About this task
Go through the lines below one by one and count those holding the string "charts". Give the count alone.

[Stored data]

________________

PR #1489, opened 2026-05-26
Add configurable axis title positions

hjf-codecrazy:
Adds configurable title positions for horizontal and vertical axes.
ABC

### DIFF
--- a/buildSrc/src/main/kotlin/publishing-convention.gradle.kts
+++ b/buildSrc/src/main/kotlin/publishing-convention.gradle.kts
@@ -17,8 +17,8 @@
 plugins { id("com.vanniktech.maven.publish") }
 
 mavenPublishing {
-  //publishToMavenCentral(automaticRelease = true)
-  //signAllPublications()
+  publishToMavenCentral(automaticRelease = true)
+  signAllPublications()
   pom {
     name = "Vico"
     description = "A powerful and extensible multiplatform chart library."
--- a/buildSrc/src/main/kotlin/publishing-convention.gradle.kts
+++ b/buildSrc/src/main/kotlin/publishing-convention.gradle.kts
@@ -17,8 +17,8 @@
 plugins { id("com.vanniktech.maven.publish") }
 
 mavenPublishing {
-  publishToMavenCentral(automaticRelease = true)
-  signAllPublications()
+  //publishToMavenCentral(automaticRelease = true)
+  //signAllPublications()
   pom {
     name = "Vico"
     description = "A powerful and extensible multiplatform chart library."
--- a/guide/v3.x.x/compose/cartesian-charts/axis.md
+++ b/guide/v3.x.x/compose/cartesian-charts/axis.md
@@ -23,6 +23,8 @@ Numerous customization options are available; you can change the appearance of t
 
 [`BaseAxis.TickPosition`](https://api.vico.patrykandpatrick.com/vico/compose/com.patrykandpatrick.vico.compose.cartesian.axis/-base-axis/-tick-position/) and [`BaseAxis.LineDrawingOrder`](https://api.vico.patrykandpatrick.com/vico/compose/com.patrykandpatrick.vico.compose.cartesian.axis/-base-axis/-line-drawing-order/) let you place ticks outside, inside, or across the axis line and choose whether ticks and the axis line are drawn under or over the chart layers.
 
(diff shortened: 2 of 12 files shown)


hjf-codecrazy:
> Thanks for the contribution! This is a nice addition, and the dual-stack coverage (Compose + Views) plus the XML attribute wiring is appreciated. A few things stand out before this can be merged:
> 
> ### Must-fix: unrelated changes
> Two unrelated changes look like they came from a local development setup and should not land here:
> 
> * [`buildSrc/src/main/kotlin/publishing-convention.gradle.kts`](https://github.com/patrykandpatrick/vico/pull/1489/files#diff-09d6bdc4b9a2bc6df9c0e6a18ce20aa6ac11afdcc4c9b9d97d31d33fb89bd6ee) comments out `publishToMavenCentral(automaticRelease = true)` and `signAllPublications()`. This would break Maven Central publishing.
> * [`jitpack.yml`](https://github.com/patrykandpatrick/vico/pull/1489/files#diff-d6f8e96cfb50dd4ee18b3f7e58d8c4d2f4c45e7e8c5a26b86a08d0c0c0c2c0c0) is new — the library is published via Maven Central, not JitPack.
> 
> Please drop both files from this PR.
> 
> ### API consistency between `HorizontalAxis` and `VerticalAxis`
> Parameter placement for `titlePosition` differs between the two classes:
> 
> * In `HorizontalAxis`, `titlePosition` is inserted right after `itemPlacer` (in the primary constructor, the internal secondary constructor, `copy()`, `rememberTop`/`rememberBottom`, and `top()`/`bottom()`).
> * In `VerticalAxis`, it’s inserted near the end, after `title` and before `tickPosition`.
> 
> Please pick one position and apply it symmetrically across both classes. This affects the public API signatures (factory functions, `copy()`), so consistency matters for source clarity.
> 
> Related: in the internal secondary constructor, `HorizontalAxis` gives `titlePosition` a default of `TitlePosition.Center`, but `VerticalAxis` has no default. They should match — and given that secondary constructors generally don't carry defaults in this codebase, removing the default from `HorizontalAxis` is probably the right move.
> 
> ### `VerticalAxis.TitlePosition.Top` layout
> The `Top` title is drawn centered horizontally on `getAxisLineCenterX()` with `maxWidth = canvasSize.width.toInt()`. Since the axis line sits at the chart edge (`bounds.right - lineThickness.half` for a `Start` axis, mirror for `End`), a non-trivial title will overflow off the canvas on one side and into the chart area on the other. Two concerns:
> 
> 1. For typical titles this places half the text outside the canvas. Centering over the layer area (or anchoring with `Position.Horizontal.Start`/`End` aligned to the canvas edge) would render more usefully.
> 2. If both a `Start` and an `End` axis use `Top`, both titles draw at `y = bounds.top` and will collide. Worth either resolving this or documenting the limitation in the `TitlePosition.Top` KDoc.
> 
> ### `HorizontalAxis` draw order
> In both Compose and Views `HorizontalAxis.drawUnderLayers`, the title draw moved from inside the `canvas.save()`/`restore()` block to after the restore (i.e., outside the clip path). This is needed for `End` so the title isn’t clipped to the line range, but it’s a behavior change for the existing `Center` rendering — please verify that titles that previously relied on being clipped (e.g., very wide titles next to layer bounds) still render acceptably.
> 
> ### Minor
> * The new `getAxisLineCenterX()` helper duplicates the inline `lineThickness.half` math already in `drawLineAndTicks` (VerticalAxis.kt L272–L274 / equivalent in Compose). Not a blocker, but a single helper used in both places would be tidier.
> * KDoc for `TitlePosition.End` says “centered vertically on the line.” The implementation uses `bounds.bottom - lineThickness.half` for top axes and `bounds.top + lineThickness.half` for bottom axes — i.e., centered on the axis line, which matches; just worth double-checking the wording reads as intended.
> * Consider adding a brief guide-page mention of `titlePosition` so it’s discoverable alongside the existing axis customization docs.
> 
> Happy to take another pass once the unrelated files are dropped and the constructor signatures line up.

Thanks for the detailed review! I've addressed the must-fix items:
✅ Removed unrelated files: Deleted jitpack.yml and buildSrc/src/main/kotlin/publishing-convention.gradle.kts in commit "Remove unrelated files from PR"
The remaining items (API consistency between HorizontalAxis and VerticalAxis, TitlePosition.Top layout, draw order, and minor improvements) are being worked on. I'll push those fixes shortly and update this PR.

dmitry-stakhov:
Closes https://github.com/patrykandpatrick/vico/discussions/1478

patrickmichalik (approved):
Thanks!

________________

Completed exercise
2